I remember reading a blog post ages ago – I swear it was from Swistle – that I think about every time I feel a little guilty for not making Family Dinners a priority around my house. It was something like, “Eating together as a family makes me dislike my family,” and it was so freeing. (Oh yes: Here it is.) If you are likewise unable to sit together for regular Family Dinners, for whatever reason up to and including you hate it, I hope that my own report of how we do things releases you from that obligation.

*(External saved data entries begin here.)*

PR #3122, opened 2024-05-07
Update the CDN (again)

rob-maron:
No linked issue.

This CDN update lets us specify which topics are valid at the application level. A subscription to an invalid topic will have their connection closed.

### DIFF
--- a/crates/hotshot/src/traits/networking/push_cdn_network.rs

My husband and I have a close and loving relationship with one another and with our child. Carla is reasonably versed in table manners (whether she uses them is a different topic all together). We find ways to be close and share details of our day at other times. For instance, Carla’s bedtime routine is one of my favorite times of day. I mostly no longer read to her at bedtime (I read to her at other times of the day, but bedtime reading is her father’s province), but there are always at least a few minutes at night when the three of us are snuggled up together in Carla’s bed, chatting about the day behind us and the day ahead, giggling over something silly, or talking through a challenge. It’s not always like this, especially on Call Weeks, when my husband may not make it home in time for bedtime, or on nights when Carla just wants to read her own book to herself (which I thoroughly encourage), but I don’t feel like anything is missing just because we don’t sit down together for a meal each day.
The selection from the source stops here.